UNSC to hold only closed-door talks on Friday on Kashmir


United Nations, Aug 15 : The United Nations Security Council (UNSC) is set to hold a closed door meeting on Friday to discuss India’s decision to revoke Article 370, which granted special status to Jammu and Kashmir and the present situation in the Valley, on the request of China, Pakistan’s close ally .

The closed consultations on Kashmir will be held at 10 a.m. The meeting is convened upon request of China.

Pakistan had asked for a full-fledged meeting of the Council at which it could speak on Kashmir following New Delhi’s decision to rescind Kashmir’s special status under Articles 370 and 35A of the Constitution.

After India revoked Jammu and Kashmir’s (J&K) special status on August 5 and announced the bifurcation of the state into two Union Territories of J&K and Ladakh, Pakistan announced that it will approach the UN Security Council against New Delhi’s decision.

Pakistan’s Foreign Minister Shah Mehmood Qureshi formally called for an emergency meeting of the UNSC to discuss India’s decision to revoke the special status to Jammu and Kashmir. He also said that New Delhi’s decision was “illegal and against the UN resolutions”.

Qureshi claimed that China backed the country on the issue and Chinese Foreign Minister Wang told him he believed “China will stand up for justice on the Kashmir issue”. Following Pakistan’s request, China also submitted a formal request with the UNSC for a meeting.

UN Secretary General Antonio Guterres had urged India and Pakistan to exercise “maximum restraint” and refrain from taking steps that could affect the status of Jammu and Kashmir. Antonio Guterres had also highlighted the Simla Agreement, which rejects any third-party mediation on the issue.

The format of the Security Council meeting as a closed-door consultation would preclude non-members participating and the proceedings would be secret, without official written records or access to the media or being broadcast.

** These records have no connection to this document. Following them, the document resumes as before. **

PR #365, opened 2026-08-13
fix: start local kernels in notebook directory

### LINKED ISSUE #356: use_notebook starts kernels in the server root, not the notebook directory (path dropped in _start_kernel_local)
### Summary

Kernels started by `use_notebook` (JUPYTER_MCP local/JUPYTER_SERVER mode) start with their working directory set to the Jupyter server root, not the notebook's directory. Every other Jupyter client — JupyterLab's sessions API, `nbconvert --execute`, VS Code — launches the kernel in the notebook's folder, so notebooks written against this MCP server break the universal relative-path idiom (`pd.read_csv("data.csv")` for a file sitting next to the notebook) and produce outputs in the wrong directory.

### Reproduction (MCP tools only)

1. `use_notebook(notebook_name="t", notebook_path="projects/demo/t.ipynb", mode="create")`
2. `execute_code(code="import os; print(os.getcwd())")`

Observed: the server root (e.g. `/home/user`).
Expected: `projects/demo` resolved against the server root — which is what a kernel for this notebook gets from JupyterLab itself.

Reproduced on 1.1.4 and the code is unchanged on current `main`.

### Diagnosis

The path makes it all the way to the kernel-start seam and is dropped in the last step. In `jupyter_mcp_server/tools/use_notebook_tool.py`:

- The call site passes it: `kernel = await self._start_kernel_local(kernel_manager, path=notebook_path)`
- `_start_kernel_local(self, kernel_manager, path=None)` accepts it, then calls `kernel_id = await kernel_manager.start_kernel()` — without the path.

`jupyter_server`'s kernel manager already supports this: `start_kernel(path=...)` resolves the kernel's cwd from the API path (that is exactly how the sessions API gives JupyterLab kernels the notebook's directory). So the fix appears to be one line:

```python
kernel_id = await kernel_manager.start_kernel(path=path)
```

(The subsequent `session_manager.create_session(path=notebook_path, kernel_id=kernel_id, ...)` associates the already-started kernel with the session, so it does not retroactively fix the cwd.)

### Impact

Beyond broken relative reads, agents driving this server learn to compensate with server-root-relative or absolute paths, which poisons the portability of the notebooks they produce — the notebook only works from the MCP server's root, not in JupyterLab, nbconvert, or a colleague's checkout.

Happy to open a PR with the one-liner if that's welcome.

Tethys0:
## Summary
- forward the selected notebook path to the local kernel manager
- add a regression test for creating a nested notebook in JUPYTER_SERVER mode

Fixes #356

## Validation
- `python3 -m pytest tests/test_use_notebook_create_local.py::test_create_starts_the_kernel_in_the_notebook_directory -q`
- `python3 -m pytest tests/test_use_notebook_create_local.py -q`
- `ruff check jupyter_mcp_server/tools/use_notebook_tool.py tests/test_use_notebook_create_local.py` (the file has pre-existing violations; no changed-line violations)
- `make test` was exercised after installing the optional sandbox extension: 473 passed; 3 failures and 4 errors in pre-existing Jupyter extension/UI tests unrelated to this patch.

### DIFF
--- a/jupyter_mcp_server/tools/execute_cell_tool.py
+++ b/jupyter_mcp_server/tools/execute_cell_tool.py
@@ -84,10 +84,10 @@ class ExecuteCellTool(BaseTool):
             return True
 
     async def _start_and_bind_kernel(
-        self, kernel_manager, notebook_manager, notebook_path: str
+        self, kernel_manager, notebook_manager, notebook_path: str | None
     ) -> str:
         """Start a kernel and rebind it to the current notebook in local mode."""
-        kernel_id = await kernel_manager.start_kernel()
+        kernel_id = await kernel_manager.start_kernel(path=notebook_path)
         await asyncio.sleep(1.0)
         logger.info(f"Kernel {kernel_id} started and initialized")
 
@@ -257,8 +257,10 @@ class ExecuteCellTool(BaseTool):
             if kernel_manager is None:
                 raise ValueError("kernel_manager is required for JUPYTER_SERVER mode")
 
-            # Get notebook_path and kernel_id first
+            # Preserve the root-relative API path for kernel creation, then resolve
+            # a separate filesystem path for file and YDoc operations below.
             notebook_path, kernel_id = get_current_notebook_context(notebook_manager)
+            notebook_api_path = notebook_path
 
             # Resolve to absolute path
             if notebook_path and serverapp and not Path(notebook_path).is_absolute():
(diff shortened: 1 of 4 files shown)


ebarkhordar (commented):
Confirmed against a real `AsyncMappingKernelManager` (jupyter_server 2.20.0 + ipykernel, kernel cwd read from the kernel process's `/proc/<pid>/cwd` rather than from the stub): for `projects/demo/notebook.ipynb`, `main` starts the kernel in the server root and this branch starts it in `projects/demo`. `RecordingKernelManager` can only pin the argument, so that end-to-end result is worth a line in the PR body.

One call site still has the old shape: `execute_cell_tool.py:90`, inside `_start_and_bind_kernel`, calls `kernel_manager.start_kernel()` with `notebook_path` already a parameter. Its callers are the "no kernel yet" and "kernel disappeared, retry once" paths, so a session that starts in the notebook directory drops back to the server root the first time its kernel is culled and replaced. Measured the same way, it is the server root on both `main` and this branch. That line predates #254, so it was missed by that pass too.

(`execute_code_tool.py:340` is the other bare call, but it has no notebook in scope, so the server root looks right there.)

echarles:
Test are constantly failing on windows (relaunched 3 times).

echarles (approved):
LGTM Thx @Tethys0

PR #372, opened 2026-08-14
enh: use_notebook no longer creates a kernel

echarles:
use_notebook no longer creates a kernel. It sets kernel = None and reports "Notebook opened. A kernel starts on the first execution."

This works for every provider and every sandbox variant, because the lazy path was already correct and nobody was using it. ensure_kernel_alive calls create_kernel in utils.py:589, which asks extensions first — so sandbox_variant=datalayer gets a DatalayerSandbox, and only an unclaimed variant falls through to the Jupyter client. The old code bypassed all of that by calling create_jupyter_sandbox_client directly, which is why your Datalayer worker sat for two minutes polling an /api/status that will never answer.

Opening is now free: reading cells and outputs needs no runtime, so you don't spend compute to answer "what does this notebook do?"

### DIFF
--- a/.github/workflows/enforce-label.yml
+++ b/.github/workflows/enforce-label.yml
@@ -1,0 +1,13 @@
+name: Enforce PR label
+
+on:
+  pull_request:
+    types: [labeled, unlabeled, opened, edited, synchronize]
+jobs:
+  enforce-label:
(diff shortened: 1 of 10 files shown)


echarles (commented):
LGTM

PR #373, opened 2026-08-14
fix(execute_code): don't inherit the kernel's ZMQ identity

Installka:
## The problem

In `JUPYTER_SERVER` mode, one `execute_code` call permanently breaks `execute_cell` for that kernel.

`execute_code` builds its own client with `lkm.client()`. `KernelManager.client()` hands back a *clone* of the manager's `Session`, and `clone()` keeps the session id — which jupyter_client passes straight through as the ZMQ socket identity:

```python
socket = self.connect_shell(identity=self.session.bsession)   # jupyter_client/client.py:359
```

ipykernel sets `ROUTER_HANDOVER` (#300 upstream, working around zeromq/libzmq#2892 so a client can reconnect while the kernel is busy). With handover, a second peer presenting an identity that is already in use **takes it over**, and the first client keeps its sockets but stops reaching the kernel.

`jupyter-server-nbmodel` keeps one long-lived client per kernel to serve `execute_cell`, so `execute_code` orphans it. What the user sees:

- `execute_cell` hangs until its timeout and returns `[ERROR: Execution timed out after N seconds]`, and the file-mode path writes that string into the notebook cell as if it were the cell's output, with an `execution_count` derived by scanning the file.
- `POST /api/kernels/<id>/execute` returns `202 Accepted` / `"queued"` and never completes; `/api/kernels` shows the kernel `idle` with frozen `last_activity` — it never receives the code.
- Restarting the kernel with the same id does **not** help. Only a new kernel id or a server restart does.
- `execute_code` keeps working throughout, which makes this look like an `execute_cell` bug.

Two individually reasonable upstream decisions collide here: jupyter/jupyter_client#252 added `Session.clone()` *specifically* so that "multiple Clients … instantiated against the same kernel" don't share `digest_history`, but it keeps the session id; ipython/ipykernel#300 made same-identity reconnects take over. Multi-client support plus same-identity handover means the newest client silently evicts the others.

## The fix

`create_isolated_kernel_client()` in `utils.py` gives each short-lived client its own session id before its channels are started. The signing key is shared, so the kernel still accepts the messages; clients that expose no `Session` (remote/websocket-backed) pass through unchanged.

Applied at both sites that build a client from a kernel:

- `utils.py` — `execute_code_local()`
- `jupyter_extension/backends/local_backend.py` — `execute_cell()`

## Tests

`tests/test_kernel_client_zmq_identity.py`:

- two unit tests — distinct session ids per client; a client with no `Session` is returned unchanged;
- one live test against a real kernel: a long-lived client executes, a short-lived client connects and executes, and the long-lived client must still be able to execute.

The live test earns its keep — swapping `create_isolated_kernel_client(manager)` back to `manager.client()` fails it:

```
E       AssertionError: assert 'TIMEOUT' == 'ok'
E         - ok
E         + TIMEOUT
```

With the fix: `3 passed in 4.59s`.

Also run, all passing: `test_execute_code_local_channel_cleanup.py`, `test_execute_hook_pairing.py`, `test_local_backend_contents_manager.py`, `test_execute_code_borrowed_kernel_stop_race.py`, `test_execute_code_orphaned_timeout.py` — 26 passed.

`test_execute_code_kernel_id.py` has fixture errors ("kernel … was not ready within 60s"), but they reproduce on an unmodified checkout of the same commit and vary run to run, so they look like pre-existing flakiness in that fixture rather than fallout from this change.

## Notes

Verified on `jupyter-mcp-server` 1.3.8 as a server extension, with `jupyter-server-nbmodel` 0.2.4, `jupyter-client` 8.9.1, `jupyter-collaboration` 5.0.0, Python 3.13, macOS.

### DIFF
--- a/jupyter_mcp_server/jupyter_extension/backends/local_backend.py
+++ b/jupyter_mcp_server/jupyter_extension/backends/local_backend.py
@@ -16,7 +16,7 @@ from jupyter_core.utils import ensure_async
 from mcp.types import ImageContent
 
 from jupyter_mcp_server.jupyter_extension.backends.base import Backend
-from jupyter_mcp_server.utils import safe_extract_outputs
+from jupyter_mcp_server.utils import create_isolated_kernel_client, safe_extract_outputs
 
 if TYPE_CHECKING:
     from jupyter_server.serverapp import ServerApp
@@ -330,9 +330,10 @@ class LocalBackend(Backend):
         cell = cells[cell_index]
         source = "".join(cell["source"]) if isinstance(cell["source"], list) else cell["source"]
 
-        # Get kernel client
+        # Get kernel client. Its ZMQ identity must not collide with any
+        # long-lived client on the same kernel (see create_isolated_kernel_client).
         kernel = self.kernel_manager.get_kernel(kernel_id)
-        client = kernel.client()
+        client = create_isolated_kernel_client(kernel)
 
         # Execute code
         msg_id = client.execute(source)
--- a/jupyter_mcp_server/utils.py
+++ b/jupyter_mcp_server/utils.py
@@ -7,6 +7,7 @@ import json
 import os
 import re
 import time
+import uuid
 from collections.abc import Callable
 from typing import Any, cast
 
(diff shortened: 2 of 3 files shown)


echarles:
> POST /api/kernels/<id>/execute returns 202 Accepted / "queued" and never completes; /api/kernels shows the kernel idle with frozen last_activity — it never receives the code.

Is that a new issue you have seen with the latest jupyter-server-nbmodel? (which version are you using?)

Installka:
> Is that a new issue you have seen with the latest jupyter-server-nbmodel? (which version are you using?)

Yes. I'm using jupyter-server-nbmodel 0.2.4

echarles (approved):
LGTM Thx @Installka

PR #379, opened 2026-08-16
docs: restore star history chart

FaintFlower:
The star history chart in the README footer was removed in f9caa8c (#372) because it was broken. The GitHub stargazer API restrictions broke the old chart, so a working fix is needed to bring it back.

This PR restores the chart in its original location, pointing to star-history.dera.page which provides the same star history data reliably.


echarles (approved):
LGTM Thx @FaintFlower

China also has a dispute with India over Kashmir having claimed Aksai Chin in Ladakh, which it now controls. Pakistan signed a deal with China in 1963 recognising Chinese sovereignty over some areas of Kashmir it had occupied.

China first made the request for a closed-door consultation in a letter and then brought it up on Wednesday during the Council’s informal consultations on other subjects, according to a diplomat at the Security Council.